**Requirement**
Word for word, output the data that follows.
*****
PR #1231, opened 2016-08-10
Use `unscoped` to update all records in migration

nathanstitt:
Otherwise they'll fail the later `set not null`

This is going in my examples of  "default_scope is dangerous" 😁


Dantemss:
Yeah I'm not too happy paranoia's defaults either...

PR #1236, opened 2016-08-12
Display performance forecast for a section as soon as any task is open

Dantemss:
Emergency PR for Soc

### DIFF
--- a/lib/course_guide_methods.rb
+++ b/lib/course_guide_methods.rb
@@ -42,7 +42,7 @@ module CourseGuideMethods
                          completed_exercises_count_by_mapped_core_page_ids)
 
     mapped_core_pages_by_chapter.map do |chapter, mapped_core_pages|
-      mapped_core_page_ids = mapped_core_pages.map(&:id).sort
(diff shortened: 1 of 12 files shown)


Dantemss:
Question: should we get rid of the `UpdateClues` routine? I don't think the new biglearn local query client caches clues, so it's probably not doing us any good.

lib/course_guide_methods.rb
```diff
@@ -2,122 +2,162 @@ module CourseGuideMethods
...
-
-    exercise_id_map = {}
-    exercises.each{ |exercise| exercise_id_map[exercise.id] = exercise_map[exercise] }
-
-    exercise_id_map
+  def self.included(base)
+    base.lev_routine express_output: :course_guide
+    base.uses_routine GetHistory, as: :get_history
+    base.uses_routine GetCourseEcosystem, as: :get_course_ecosystem
+    base.uses_routine GetCourseEcosystemsMap, as: :get_course_ecosystems_map
```
jpslav: fancy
*****
**Response box**
PR #1231, opened 2016-08-10
Use `unscoped` to update all records in migration

nathanstitt:
Otherwise they'll fail the later `set not null`

This is going in my examples of  "default_scope is dangerous" 😁


Dantemss:
Yeah I'm not too happy paranoia's defaults either...

PR #1236, opened 2016-08-12
Display performance forecast for a section as soon as any task is open

Dantemss:
Emergency PR for Soc

### DIFF
--- a/lib/course_guide_methods.rb
+++ b/lib/course_guide_methods.rb
@@ -42,7 +42,7 @@ module CourseGuideMethods
                          completed_exercises_count_by_mapped_core_page_ids)
 
     mapped_core_pages_by_chapter.map do |chapter, mapped_core_pages|
-      mapped_core_page_ids = mapped_core_pages.map(&:id).sort
(diff shortened: 1 of 12 files shown)


Dantemss:
Question: should we get rid of the `UpdateClues` routine? I don't think the new biglearn local query client caches clues, so it's probably not doing us any good.

lib/course_guide_methods.rb
```diff
@@ -2,122 +2,162 @@ module CourseGuideMethods
...
-
-    exercise_id_map = {}
-    exercises.each{ |exercise| exercise_id_map[exercise.id] = exercise_map[exercise] }
-
-    exercise_id_map
+  def self.included(base)
+    base.lev_routine express_output: :course_guide
+    base.uses_routine GetHistory, as: :get_history
+    base.uses_routine GetCourseEcosystem, as: :get_course_ecosystem
+    base.uses_routine GetCourseEcosystemsMap, as: :get_course_ecosystems_map
```
jpslav: fancy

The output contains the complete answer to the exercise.